▶ **Task brief**:
Copy out the lines of the material that include the string "needed".

▶ **Records shown**:

PR #1034, opened 2023-02-28
Split the concat_zarrs step to avoid very large dask task counts

benjeffery:
When converting very large VCFs I'm running out of RAM when constructing the task graph for the `concat_zarrs` step. This PR breaks the task graph into the independent steps.

### DIFF
--- a/sgkit/io/vcfzarr_reader.py
+++ b/sgkit/io/vcfzarr_reader.py
@@ -340,7 +340,6 @@ def concat_zarrs_optimized(
     # NOTE: that this uses _to_zarr function defined here that is needed to avoid
     # race conditions between writing the array contents and its metadata
     # see https://github.com/pystatgen/sgkit/pull/486
-    delayed = []  # do all the rechunking operations in one computation
     for var in vars_to_rechunk:
         dtype = None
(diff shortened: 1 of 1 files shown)


tomwhite:
Thanks for this! Does this change fix your problem?

Do you think we should keep the old behaviour as a default for smaller datasets or doesn't it make much difference?

benjeffery:
With this change the conversion of this dataset was successful!
Screenshot from 2023-02-28 10-42-57
Thanks for the amazing work on the vcf conversion code @tomwhite, it has worked very well.

benjeffery:
> Do you think we should keep the old behaviour as a default for smaller datasets or doesn't it make much difference?

I'll run a quick comparison on a smaller VCF.

benjeffery:
I've done a test on chr 22 of the 1k genomes data, there is no difference in runtime.

tomwhite (approved):
+1

Pending fix to pre-commit.

benjeffery:
BTW - I tried bigger blocks to reduce the number of dask tasks needed, but could only go 2.5x bigger than the default before I hit a RAM limit in the first vcf parsing step, so it is a tradeo-off between these two steps.

benjeffery:
@mergify rebase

▶ **Task output**:
     # NOTE: that this uses _to_zarr function defined here that is needed to avoid
BTW - I tried bigger blocks to reduce the number of dask tasks needed, but could only go 2.5x bigger than the default before I hit a RAM limit in the first vcf parsing step, so it is a tradeo-off between these two steps.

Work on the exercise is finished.